1st May, 2016 - Starting work on a front panel

This entry was backdated.

(Apologies for the long break between updates, folks, I know a few of you have been asking for them — between life being distracting and wanting to actually make progress on the project, I haven't really found the time to keep these pages current! However, over the next few days I hope to clear my backlog of buildlog entries that I'd already started writing at various points during the last year. This is the first of those. — BALJ, 17th November 2016.)

When we last looked in on progress, I had the control unit prototyped across a pair of breadboards and happily running code; over the course of a handful of evenings in September (2015) I committed it to solder, then spent a bit more time experimenting with the ultrasonic cleaner to find a way to rid the board — and more importantly the IC sockets! — of unpleasantly-sticky flux residue. My earlier IPA-based cleaning concoction looked like it worked well at first, but once the boards dried fully it left behind an unsightly white powdery residue of its own. The answer appears to have been to bite the bullet and invest in some dedicated flux-cleaning solvent from an ultrasonics supplier; it's not all that much more expensive than IPA, and so far appears to be working considerably better.

With that out of the way, there's one major functional block left to work out before I can move on to finalising the clock and machine cycle generator design (which I'm leaving until last just in case there's a flaw lurking in the assumptions I made when prototyping it a while back). The machine's front panel is a considerable chunk of logic, as it needs to not only provide the basic controls like Run/Halt buttons but also some basic register and memory I/O facilities so the operator can feed the machine with code and data to chew over.

The core of this I/O facility is a pair of 32-bit shift registers (which should come as no surprise in this machine!), the first of which is fed from the A, B or R buses as appropriate and then brought out to a row of LEDs through a latch that triggers when the register currently selected for display has been updated. The second register works in the opposite direction, latching the setting of a bank of toggle switches at the top of each word cycle and then shifting it out into the selected target register when the user presses a Deposit button. These registers are straightforward enough that I took advantage of an Elecrow discount voucher to order a set of 8-bit-wide register PCBs without prototyping them first; however, rather than using them right away I built an equivalent temporary front panel on a Eurocard to use when prototyping the control logic. This initially met with failure due to swapping the input and output pins of the '573 latches; after some slightly-irritated checking of the PCBs I satisfied myself that I had made the mistake only on the temporary board, and that simply rotating the chips through 180 degrees (and swapping the power rails to match!) would rescue matters.
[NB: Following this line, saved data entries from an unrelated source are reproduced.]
PR #221, opened 2023-12-03
updated gethue support with led count, updated stls

gpstar81:
-bench test rig stl's added
-updated wand cage
-get hue changes for the wand to support barrel led count. some early work on the new barrel LEDs coming soon.

### DIFF
--- a/source/NeutronaWand/Colours.h
+++ b/source/NeutronaWand/Colours.h
@@ -238,11 +238,12 @@ CRGB getHueAsGRB(uint8_t i_colour, uint8_t i_brightness = 255) {
 
 CRGB getHueColour(uint8_t i_colour, uint8_t i_num_leds, uint8_t i_brightness = 255) {
   switch(i_num_leds) {
-    case 48:
+    case LEDS_48:
+    case LEDS_60:
       return getHueAsRGB(i_colour, i_brightness, false);
     break;
 
-    case 5:
+    case LEDS_5:
     default:
       return getHueAsRGB(i_colour, i_brightness, true);
     break;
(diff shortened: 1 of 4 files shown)


gpstar81:
Nothing really major, it should not break anything. I just wanted to get these early hooks in for the upcoming 48 + 1 barrel LEDs coming soon and a few new STLs.

source/NeutronaWand/Colours.h
```diff
@@ -235,3 +235,16 @@ CRGB getHueAsGRB(uint8_t i_colour, uint8_t i_brightness = 255) {
   // Forward to getHueAsRGB() with the flag set for GRB color swap.
   return getHueAsRGB(i_colour, i_brightness, true);
 }
+
+CRGB getHueColour(uint8_t i_colour, uint8_t i_num_leds, uint8_t i_brightness = 255) {
+  switch(i_num_leds) {
+    case 48:
```
DustinGrau, line 241: Could we instead use an ENUM for STOCK_BARREL and FRUTTO_BARREL just to avoid specific LED counts? I doubt we'll have many other configurations from those, and it gives a more user-friendly name for identification throughout. Asking as you're not really acting upon the count of the LED's but the type of LED's to change from GRB (stock) to RGB (Frutto).

source/NeutronaWand/NeutronaWand.ino
```diff
@@ -1869,7 +1869,7 @@ void mainLoop() {
   }
 
   if(ms_firing_lights_end.justFinished()) {
-    fireStreamEnd(getHueAsGRB(C_BLACK));
+    fireStreamEnd(getHueColour(C_BLACK, i_num_barrel_leds));
```
DustinGrau, line 1872: Related to the request in Colours.h, if we could use an ENUM to track the type of LED configuration vs. the LED count, that may be easier for maintenance (given that this designation covers both a count of LED's as well as the RGB/GRB status).

DustinGrau (commented):
One request based on the current changes: use of an enum rather than a simple LED count. More details in other comments for 2 files but that's the gist of it.

DustinGrau (approved):
That'll work, thanks!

With that out of the way, and the now-traditional forgetting to tie RESET high leading to a little light head-scratching, register contents could be inspected as the machine ran and updated with some small manual intervention (so that the mbed playing the part of the clock cycle generator knew when to insert word-length supervisory cycles). The next step is to automate that manual process; the plan was to use a '148 priority encoder to detect when any of the various supervisory operations are pending, and request a suitable cycle from the clock generator. Alas I had exhausted my mbed's supply of GPIO pins at this point, so I ordered a new mbed-compatible dev board (an ST Nucleo F411RE) with more pins and an appropriate set of jumper cables so I could continue.

While I waited for those (the board, coming from Farnell, was with me next day — the cables from an anonymous eBay seller in some part of the U.K. that apparently uses Chinese customs declarations took a little longer!) I wired up a couple of extra chips that allow the front panel to provide a 'next address' option. This just adds four to the current value in the MAR, allowing the operator to easily move to the next word when inspecting or depositing values in memory, but due to the design of the MAR it has to be done in two stages — first adding four to the existing value and storing it in a temporary register, then moving it back to the MAR. Rather than trample over the contents of any of the machine's own registers, it would be best if this temporary storage were local to the front panel; luckily we can access both ends of the I/O registers easily enough, and if we use the input register then the associated switches will still be set for us to reload the original value when we're done. Problem solved!

... although not quite. The first attempt managed to count 0, 2, 3, 3, 3..., which turned out to be because the contents of the temporary register were getting shifted right one bit before being moved back to the MAR. This was due to a single clock cycle at the top of a complete machine cycle, during which front-panel and other supervisory operations are checked; usually the input register is loaded from the switches during this cycle, but since that operation is suppressed between the 'add four' and 'move back' cycles the existing contents end up get shifted along instead. Fearing a redesign of the I/O register boards would be needed in order to gate the clock to the input register, I tried an experimental bodge instead — putting a single D-type flip-flop in front of the register extends it to 33 bits, which allows the temporary value to be loaded into the top 32 bits then shifted down one place to the correct location by the stray clock pulse. This did the job nicely, and upon checking the draft schematics I found I had a suitable flip-flop spare already — perfect!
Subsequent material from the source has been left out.